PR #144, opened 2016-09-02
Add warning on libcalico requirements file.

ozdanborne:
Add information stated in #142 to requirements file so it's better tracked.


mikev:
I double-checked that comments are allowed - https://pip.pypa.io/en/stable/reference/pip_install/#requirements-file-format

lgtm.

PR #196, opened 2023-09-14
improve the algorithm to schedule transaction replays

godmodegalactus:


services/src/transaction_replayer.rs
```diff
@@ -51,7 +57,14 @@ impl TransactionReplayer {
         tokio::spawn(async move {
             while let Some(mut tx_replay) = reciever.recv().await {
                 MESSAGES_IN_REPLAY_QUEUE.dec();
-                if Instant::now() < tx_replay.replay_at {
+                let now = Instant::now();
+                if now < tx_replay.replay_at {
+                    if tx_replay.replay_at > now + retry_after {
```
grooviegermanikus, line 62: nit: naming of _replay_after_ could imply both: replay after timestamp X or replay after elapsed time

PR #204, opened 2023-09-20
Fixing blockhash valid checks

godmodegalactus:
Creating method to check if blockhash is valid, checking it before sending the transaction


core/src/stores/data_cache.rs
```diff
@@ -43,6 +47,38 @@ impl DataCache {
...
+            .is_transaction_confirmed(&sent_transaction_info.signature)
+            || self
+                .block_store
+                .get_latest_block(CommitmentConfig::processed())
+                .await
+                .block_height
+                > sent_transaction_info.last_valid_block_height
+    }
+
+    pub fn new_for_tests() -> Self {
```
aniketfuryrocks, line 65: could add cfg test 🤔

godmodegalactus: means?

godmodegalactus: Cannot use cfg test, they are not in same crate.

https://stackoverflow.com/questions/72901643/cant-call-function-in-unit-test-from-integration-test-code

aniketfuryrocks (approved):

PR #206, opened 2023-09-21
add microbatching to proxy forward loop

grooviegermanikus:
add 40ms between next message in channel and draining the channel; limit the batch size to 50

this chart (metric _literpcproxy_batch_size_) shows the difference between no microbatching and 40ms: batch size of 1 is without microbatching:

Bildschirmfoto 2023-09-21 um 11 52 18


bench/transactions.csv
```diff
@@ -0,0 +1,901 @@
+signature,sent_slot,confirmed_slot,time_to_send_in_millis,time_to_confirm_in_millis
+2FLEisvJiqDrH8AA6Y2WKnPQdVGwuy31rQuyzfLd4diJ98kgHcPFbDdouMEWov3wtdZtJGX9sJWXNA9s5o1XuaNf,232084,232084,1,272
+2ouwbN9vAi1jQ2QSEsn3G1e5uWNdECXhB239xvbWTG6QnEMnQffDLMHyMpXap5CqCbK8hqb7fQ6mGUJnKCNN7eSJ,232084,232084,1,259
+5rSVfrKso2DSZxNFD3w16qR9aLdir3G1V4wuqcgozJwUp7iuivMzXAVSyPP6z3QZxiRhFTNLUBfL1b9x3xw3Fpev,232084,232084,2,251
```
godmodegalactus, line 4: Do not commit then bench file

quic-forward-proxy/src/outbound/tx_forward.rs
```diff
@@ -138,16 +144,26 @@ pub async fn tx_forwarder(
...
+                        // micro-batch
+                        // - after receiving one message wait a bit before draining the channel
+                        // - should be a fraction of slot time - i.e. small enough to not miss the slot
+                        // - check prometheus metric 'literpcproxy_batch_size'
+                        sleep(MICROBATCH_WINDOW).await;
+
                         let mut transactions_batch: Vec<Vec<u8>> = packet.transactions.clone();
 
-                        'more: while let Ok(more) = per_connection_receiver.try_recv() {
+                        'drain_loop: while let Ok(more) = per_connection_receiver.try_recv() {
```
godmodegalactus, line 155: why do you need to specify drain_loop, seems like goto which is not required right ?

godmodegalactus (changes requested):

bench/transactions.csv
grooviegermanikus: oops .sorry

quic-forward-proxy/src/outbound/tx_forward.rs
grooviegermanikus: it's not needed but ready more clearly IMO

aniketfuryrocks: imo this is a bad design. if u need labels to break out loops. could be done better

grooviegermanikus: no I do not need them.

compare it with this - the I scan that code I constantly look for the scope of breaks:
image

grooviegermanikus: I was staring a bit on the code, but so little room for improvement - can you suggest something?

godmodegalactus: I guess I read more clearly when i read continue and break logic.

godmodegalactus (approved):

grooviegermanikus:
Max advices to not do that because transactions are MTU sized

^^^^

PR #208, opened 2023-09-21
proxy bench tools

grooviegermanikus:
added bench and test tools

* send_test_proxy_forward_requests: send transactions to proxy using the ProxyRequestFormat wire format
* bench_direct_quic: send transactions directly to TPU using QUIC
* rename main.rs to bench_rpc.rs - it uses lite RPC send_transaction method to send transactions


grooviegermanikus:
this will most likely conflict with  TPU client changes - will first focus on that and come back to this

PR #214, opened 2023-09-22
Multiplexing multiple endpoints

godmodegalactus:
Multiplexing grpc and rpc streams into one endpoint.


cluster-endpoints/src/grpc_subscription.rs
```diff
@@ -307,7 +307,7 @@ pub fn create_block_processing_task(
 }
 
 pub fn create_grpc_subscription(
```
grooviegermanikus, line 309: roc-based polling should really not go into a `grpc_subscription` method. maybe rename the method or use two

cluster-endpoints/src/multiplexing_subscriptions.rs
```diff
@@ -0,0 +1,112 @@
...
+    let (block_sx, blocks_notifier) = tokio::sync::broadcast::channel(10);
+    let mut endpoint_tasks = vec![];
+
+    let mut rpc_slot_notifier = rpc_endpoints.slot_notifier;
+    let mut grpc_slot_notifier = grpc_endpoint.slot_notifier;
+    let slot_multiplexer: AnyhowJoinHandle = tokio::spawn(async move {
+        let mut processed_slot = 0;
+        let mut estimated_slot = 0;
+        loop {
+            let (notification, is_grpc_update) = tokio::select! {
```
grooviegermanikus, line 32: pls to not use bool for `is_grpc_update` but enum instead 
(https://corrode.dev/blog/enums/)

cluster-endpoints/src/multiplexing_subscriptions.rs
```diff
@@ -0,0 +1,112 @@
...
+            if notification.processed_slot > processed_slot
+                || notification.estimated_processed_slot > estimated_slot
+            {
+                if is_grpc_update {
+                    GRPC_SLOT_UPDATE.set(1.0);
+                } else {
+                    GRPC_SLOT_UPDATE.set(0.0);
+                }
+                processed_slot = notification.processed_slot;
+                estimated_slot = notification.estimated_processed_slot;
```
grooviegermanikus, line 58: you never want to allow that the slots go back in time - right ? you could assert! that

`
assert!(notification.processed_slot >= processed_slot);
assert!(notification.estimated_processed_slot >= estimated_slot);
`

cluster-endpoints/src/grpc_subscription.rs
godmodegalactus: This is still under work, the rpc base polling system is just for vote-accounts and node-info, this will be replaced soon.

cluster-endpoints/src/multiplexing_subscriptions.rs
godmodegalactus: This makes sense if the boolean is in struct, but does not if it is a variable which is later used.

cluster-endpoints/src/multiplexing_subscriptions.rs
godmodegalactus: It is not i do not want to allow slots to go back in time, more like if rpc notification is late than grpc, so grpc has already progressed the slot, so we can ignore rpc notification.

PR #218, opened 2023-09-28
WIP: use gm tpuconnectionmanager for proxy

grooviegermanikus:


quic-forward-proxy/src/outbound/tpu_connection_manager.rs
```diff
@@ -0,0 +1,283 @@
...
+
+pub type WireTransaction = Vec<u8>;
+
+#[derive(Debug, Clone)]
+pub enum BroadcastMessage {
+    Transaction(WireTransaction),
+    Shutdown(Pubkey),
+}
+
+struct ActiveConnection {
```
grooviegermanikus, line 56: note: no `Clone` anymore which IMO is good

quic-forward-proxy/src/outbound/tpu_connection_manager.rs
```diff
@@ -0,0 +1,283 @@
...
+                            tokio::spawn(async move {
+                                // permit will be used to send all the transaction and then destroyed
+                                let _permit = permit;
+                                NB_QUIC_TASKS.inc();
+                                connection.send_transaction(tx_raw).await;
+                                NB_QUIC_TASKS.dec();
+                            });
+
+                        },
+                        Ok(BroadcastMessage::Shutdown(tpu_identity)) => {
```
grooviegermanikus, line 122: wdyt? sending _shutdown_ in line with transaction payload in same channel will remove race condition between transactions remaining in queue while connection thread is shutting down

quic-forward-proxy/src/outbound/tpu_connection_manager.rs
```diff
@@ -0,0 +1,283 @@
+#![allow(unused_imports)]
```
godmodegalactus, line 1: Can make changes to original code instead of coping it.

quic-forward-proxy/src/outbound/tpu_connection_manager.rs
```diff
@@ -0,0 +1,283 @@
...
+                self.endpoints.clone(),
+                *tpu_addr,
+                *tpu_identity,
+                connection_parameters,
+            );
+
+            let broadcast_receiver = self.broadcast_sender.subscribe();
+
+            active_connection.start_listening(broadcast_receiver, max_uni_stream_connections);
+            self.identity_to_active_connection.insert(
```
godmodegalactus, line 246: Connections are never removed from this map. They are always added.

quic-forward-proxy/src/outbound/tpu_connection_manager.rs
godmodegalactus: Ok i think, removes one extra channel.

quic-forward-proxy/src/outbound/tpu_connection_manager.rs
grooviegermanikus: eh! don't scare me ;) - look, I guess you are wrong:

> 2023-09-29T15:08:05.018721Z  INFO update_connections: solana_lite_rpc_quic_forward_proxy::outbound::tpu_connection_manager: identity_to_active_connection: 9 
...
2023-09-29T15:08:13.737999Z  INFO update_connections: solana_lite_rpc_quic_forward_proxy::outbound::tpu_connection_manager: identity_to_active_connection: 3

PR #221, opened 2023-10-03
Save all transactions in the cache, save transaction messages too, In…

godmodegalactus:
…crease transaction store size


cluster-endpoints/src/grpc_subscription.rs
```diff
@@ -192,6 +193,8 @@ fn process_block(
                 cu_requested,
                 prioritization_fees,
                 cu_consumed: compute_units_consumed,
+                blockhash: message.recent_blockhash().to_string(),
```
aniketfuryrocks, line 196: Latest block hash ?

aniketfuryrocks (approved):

^^^^

* _ASSIGNED TASK_: Give back, word for word, only the lines above from the line holding "PR #144, opened 2016-09-02" to the line holding "add 40ms between", both included.

* _ANSWER SECTION_:
PR #144, opened 2016-09-02
Add warning on libcalico requirements file.

ozdanborne:
Add information stated in #142 to requirements file so it's better tracked.


mikev:
I double-checked that comments are allowed - https://pip.pypa.io/en/stable/reference/pip_install/#requirements-file-format

lgtm.

PR #196, opened 2023-09-14
improve the algorithm to schedule transaction replays

godmodegalactus:


services/src/transaction_replayer.rs
```diff
@@ -51,7 +57,14 @@ impl TransactionReplayer {
         tokio::spawn(async move {
             while let Some(mut tx_replay) = reciever.recv().await {
                 MESSAGES_IN_REPLAY_QUEUE.dec();
-                if Instant::now() < tx_replay.replay_at {
+                let now = Instant::now();
+                if now < tx_replay.replay_at {
+                    if tx_replay.replay_at > now + retry_after {
```
grooviegermanikus, line 62: nit: naming of _replay_after_ could imply both: replay after timestamp X or replay after elapsed time

PR #204, opened 2023-09-20
Fixing blockhash valid checks

godmodegalactus:
Creating method to check if blockhash is valid, checking it before sending the transaction


core/src/stores/data_cache.rs
```diff
@@ -43,6 +47,38 @@ impl DataCache {
...
+            .is_transaction_confirmed(&sent_transaction_info.signature)
+            || self
+                .block_store
+                .get_latest_block(CommitmentConfig::processed())
+                .await
+                .block_height
+                > sent_transaction_info.last_valid_block_height
+    }
+
+    pub fn new_for_tests() -> Self {
```
aniketfuryrocks, line 65: could add cfg test 🤔

godmodegalactus: means?

godmodegalactus: Cannot use cfg test, they are not in same crate.

https://stackoverflow.com/questions/72901643/cant-call-function-in-unit-test-from-integration-test-code

aniketfuryrocks (approved):

PR #206, opened 2023-09-21
add microbatching to proxy forward loop

grooviegermanikus:
add 40ms between next message in channel and draining the channel; limit the batch size to 50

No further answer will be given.